A Line in a Pentagon

 X A -Z- -Y- -- -- E B \ / \ / D-----C Consider a regular pentagon ABCDE with side length b. Draw isosceles triangle XCD, such that the area of XCD is the same as the area of the pentagon. XC crosses AB at point Y. XD crosses AE at point Z. Show that the length of YZ equals 2b*cos(72). [KD: This is the same as showing the distance YZ = BE - CD.] What is the area of XCD outside the pentagon in terms of b? For example, use b=4000.
Source: Reader Denis Borris.
Solutions were received from Radu Ionescu, Adrian Atanasiu, A.G. Clarke, Jozef Hanenberg, Paul Botham, John Hewson, Philippe Fondanaiche. Some representative solutions follow.
From Philippe Fondanaiche
As a reminder:
cos(2*pi/5) = [sqrt(5) - 1]/4
sin(2*pi/5) = sqrt(10 + 2*sqrt(5))/4
cos(pi/5) = [sqrt(5) + 1]/4
sin(pi/5) = sqrt(10 - 2*sqrt(5))/4
tan(pi/5) = sqrt(5-2*sqrt(5))

XA goes through the center O of the circle circumscribed to the pentagon ABCDE.
Moreover XA cuts CD at H and YZ cuts at K.
Let P the foot of the  perpendicular from Y on the line BC.

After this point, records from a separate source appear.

PR #4177, opened 2015-07-23
include.seperate and include.limit support for hasMany

mickhansen:


lib/associations/has-many.js
```diff
@@ -221,247 +221,291 @@ HasMany.prototype.injectAttributes = function() {
...
+  };
 
-    return this[association.accessors.get](
-      options,
-      { raw: true }
-    ).then(function(associatedObjects) {
-      return associatedObjects.length === instances.length;
-    });
+  obj[this.accessors.remove] = obj[this.accessors.removeMultiple] = function(instances, options) {
+    return association.add(this, instances, options);
```
janmeier: ....

mickhansen: whoops :D

lib/model.js
```diff
@@ -1178,6 +1191,8 @@ Model.prototype.all = function(options) {
  * @param  {Object}                    [options.include[].where] Where clauses to apply to the child models. Note that this converts the eager load to an inner join, unless you explicitly set `required: false`
  * @param  {Array<String>}             [options.include[].attributes] A list of attributes to select from the child model
  * @param  {Boolean}                   [options.include[].required] If true, converts to an inner join, which means that the parent model will only be loaded if it has any matching children. True if `include.where` is set, false otherwise.
+ * @param  {Boolean}                   [options.include[].seperate] If true, runs a seperate query to fetch the associated instances, only supported for hasMany associations
```
janmeier: https://en.wiktionary.org/wiki/seperate

lib/model.js
```diff
@@ -1253,15 +1269,57 @@ Model.prototype.findAll = function(options) {
...
+  return Promise.map(options.include, function (include) {
+    if (!include.seperate) {
+      return Model.$findSeperate(
+        results.reduce(function (memo, result) {
+          var associations = result.get(include.association.as);
+          if (!Array.isArray(associations)) associations = [associations];
+
+          return memo.concat(associations);
+        }, []),
+        _.assign(
```
janmeier: No need to repeat this in both blocks

lib/dialects/abstract/query-generator.js
```diff
@@ -1,4 +1,4 @@
-'use strict';
+  'use strict';
```
janmeier: :fire:

test/integration/include/seperate.test.js
```diff
@@ -0,0 +1,249 @@
+'use strict';
```
janmeier: No comments here - tests look good :)

lib/model.js
mickhansen: Ah that's going to be annoying to change and remember if i constantly misspelled it :D

lib/model.js
mickhansen: The creating of options? The last argument they take is seperate in each. The omit could however be changed to only once though.

SourceBoy:
Hi guys, what does the query look like with
```
include: [{
  separate: true,
  limit: 5
}]
```
It looks like it does another query to retrieve associated records rather than retrieving them in one shot.

mickhansen:
@SourceBoy The `seperate` option tells Sequelize to pull it into a seperate query, both to support LIMIT/ORDER'ing of associations but also to counter expensive cartesian products in large joins.

Ideally we still want to support a single query limit of associations, but `seperate` will go along way :)

SourceBoy:
Cool. Thanks for the clarification.

test/support.js
```diff
@@ -29,7 +29,7 @@ Sequelize.Promise.onPossiblyUnhandledRejection(function(e, promise) {
 Sequelize.Promise.longStackTraces();
 
 // shim all Sequelize methods for testing for correct `options.logging` passing
-if (!process.env.COVERAGE) supportShim(Sequelize);
+if (!process.env.COVERAGE && false) supportShim(Sequelize);
```
mickhansen: @overlookmotel i forgot about this, i'd like to you take a look at some point, but the supportShim severely fucked up during a refactor of HasMany.

overlookmotel: H @mickhansen. Work has quietened down now, so I've got some time to get back on coding. Was planning to finally get round to writing the tests for transaction and CLS context passing.

How did the supportShim fuck up? Happy to have a look and figure it out...

overlookmotel: Did it start going haywire with this PR?

mickhansen: I don't recall exactly, but the call stack got butchered so i couldn't figure it out, but probably the stubs were no longer correct so tests were failing on the query option association.

mickhansen: Yep, because i refactored the methods in HasMany, so i reckon the stubs need to be fixed, i didn't have the energy for it when i was implementing and then i simply forgot ;p

overlookmotel: OK cool. I'll have a look when I get a chance sometime in next couple of weeks.

Issue #2042, opened 2014-07-14
Data-type UP / DOWN system


janmeier:
Supersedes #1690 

What we want is some kind of system, which allows a more or less dialect-independent way of converting data types between their javascript at DB representations. This system should also be extendable by the user

florian-rossiaud:
Hi,

Do you know for when this feature will be implement ? May I can help ?

mickhansen:
@florian-rossiaud No estimate. When we get to it is all we can say i'm afraid.

janmeier:
... But pull requests are always welcome :-). 

For this feature we'd probably need a bit of api discussion first - feel free to provide a suggestion, or more details into the use case you'd like this to support

florian-rossiaud:
I think the DataType should know how to escape his value. We could have a function inside DataType `escape` who espace the value on the query.

For now escape is like that :
      
    escape: function(value, field) {
      if (value && value._isSequelizeMethod) {
        return this.handleSequelizeMethod(value);
      }

      if (Utils._.isObject(value) && field && (field.type instanceof DataTypes.HSTORE || DataTypes.ARRAY.is(field.type, DataTypes.HSTORE))) {
        if (field.type instanceof DataTypes.HSTORE){
          return "'"  + hstore.stringify(value) + "'";
        } else if (DataTypes.ARRAY.is(field.type, DataTypes.HSTORE)) {
          return "ARRAY[" + Utils._.map(value, function(v){return "'" + hstore.stringify(v) + "'::hstore";}).join(",") + "]::HSTORE[]";
        }
      } else if(Utils._.isArray(value) && field && (field.type instanceof DataTypes.RANGE || DataTypes.ARRAY.is(field.type, DataTypes.RANGE))) {
        if(field.type instanceof DataTypes.RANGE) { // escape single value
          return "'"  + range.stringify(value) + "'";
        }
        else if (DataTypes.ARRAY.is(field.type, DataTypes.RANGE)) { // escape array of ranges
          return "ARRAY[" + Utils._.map(value, function(v){return "'" + range.stringify(v) + "'";}).join(",") + "]::" + field.type.toString();
        }
      } else if (field && (field.type instanceof DataTypes.JSON || field.type instanceof DataTypes.JSONB)) {
        value = JSON.stringify(value);
      } else if (Array.isArray(value) && field && DataTypes.ARRAY.is(field.type, DataTypes.JSON)) {
        return "ARRAY[" + value.map(function (v) {
[...]

PR #4186, opened 2015-07-24
WIP: Datatypes system refactor

janmeier:
Phew - this turned out to be a bit more work than I had anticipated - but I think its for the better!

I still need to write the docs for the user facing parts (parse / stringify), but I want to get a review on the API before doing so.

Datatypes can now have `parse` and `stringify` functions. `stringify` is called in `QueryGenerator.escape` to convert the value into a DB representation. I've moved some of the code from sql-string directly into data-types. We might be able to move some more later.
Parse is called when values are recieved from the DB. The parse part is not tied up to any model, meaning it also works for raw queries. Instead it is connected to type id (postgres and mssql) or type string (mysql and sqlite). This means that if two types use the same backing type in the DB, they cannot have two different parse functions, because we can't tell the difference when parsing. Which types this is is different from dialect to dialect - but we throw an error up front if a parse function is not supported for a particular dialect to make the error obvious to the user.

While I was messing around I also rewrote how type identification works in sqlite - it's a bit smarter now, and I've fixed a couple of bugs where dates weren't parsed properly in includes. We still issue `PRAGMA table_info` before each query though - this could probably be cached - but I don't want to go into that now :)


lib/data-types.js
```diff
@@ -39,24 +42,47 @@ var util = require('util')
...
+  deprecate(text + '\n>> Check: ' + link);
+};
+ABSTRACT.prototype.stringify = function (value, options) {
+  if (this.$stringify) {
+    return this.$stringify(value, options);
+  }
+  return value;
+};
+
+ABSTRACT.inherits = function (Constructor) {
```
janmeier: Instead of calling `util.inherits` after each datatype, I added an inherits function to the abstract datatype, which inherits both prototype and static methods. Its also a utility method which creates the constructor for the new type, in cases where the constructor doesn't do anything interesting - saves a lot of copy-pasta

lib/data-types.js
```diff
@@ -800,3 +841,14 @@ module.exports = {
   'DOUBLE PRECISION': DOUBLE,
   GEOMETRY: GEOMETRY
 };
+
+_.each(dataTypes, function (dataType) {
+  dataType.types = {};
+});
+
+dataTypes.postgres = require('./dialects/postgres/data-types')(dataTypes);
```
janmeier: All dialect-specific datatypes are now instantianted here

lib/dialects/mssql/data-types.js
```diff
@@ -1,179 +1,197 @@
...
 
-var BaseTypes = require('../../data-types')
-  , util = require('util')
-  , _ = require('lodash');
+var _ = require('lodash');
+
+module.exports = function (BaseTypes) {
+  var warn = BaseTypes.ABSTRACT.warn.bind('https://msdn.microsoft.com/en-us/library/ms187752%28v=sql.110%29.aspx');
+
+  BaseTypes.DATE.types.mssql = [42];
```
janmeier: Each dialect specifies the ids / strings we should use to map to a parse function for that type

lib/dialects/mssql/data-types.js
```diff
@@ -1,179 +1,197 @@
...
+  var DATE = BaseTypes.DATE.inherits();
 
-DATE.prototype.toSql = function() {
-  return 'DATETIME2';
-};
+  DATE.prototype.toSql = function() {
+    return 'DATETIME2';
+  };
 
-var INTEGER = function() {
```
janmeier: Nothing changed here - only indentation change by wrapping the whole file in a function

lib/dialects/mysql/query-generator.js
```diff
@@ -260,16 +257,7 @@ var QueryGenerator = {
       };
     }
 
-    var template;
-
-    if (attribute.type instanceof DataTypes.ENUM) {
```
janmeier: This happens in the datatype

lib/dialects/mysql/query-generator.js
```diff
@@ -352,21 +340,6 @@ var QueryGenerator = {
     return Utils.addTicks(identifier, '`');
   },
 
-  escape: function(value, field) {
```
janmeier: :fire:

lib/dialects/mysql/query-generator.js
```diff
@@ -391,7 +364,7 @@ var QueryGenerator = {
   },
 
   geometrySelect: function(column) {
-    return 'AsText(' + this.quoteIdentifiers(column) + ') AS ' + column;
+    return this.quoteIdentifiers(column);
```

As area(XCD) = area (pentagon ABCDE) ,
XA = 5*OH and area(XAY) = area(BCY) or YK*XA=YP*BC
Let CD=b and YK=x

Then we have the following identities:b*(sqrt(5)+1
1) BE = 2*b*cos(pi/5) =b*(sqrt(5)+1)/2 = b*golden number
[see a recent Ken's POTW on the properties of the diagonal
of regular penatgon]
2) OH = b/(2*tan(pi/5)) = b/[2*sqrt(5-2*sqrt(5))]
3) OA=OC=b/(2*sin(pi/5)) = 2*b/sqrt(10 - 2*sqrt(5))
4) XA = 5*OH - OH - OA = 2*b/tan(pi/5) - b/(2*sin(pi/5)) = 2*b*sin(2*pi/5)
= b*sqrt(10 + 2*sqrt(5))/2
5) YP = YB*sin(2*pi/5) = (b-x/cos(pi/5))*sin(2*pi/5)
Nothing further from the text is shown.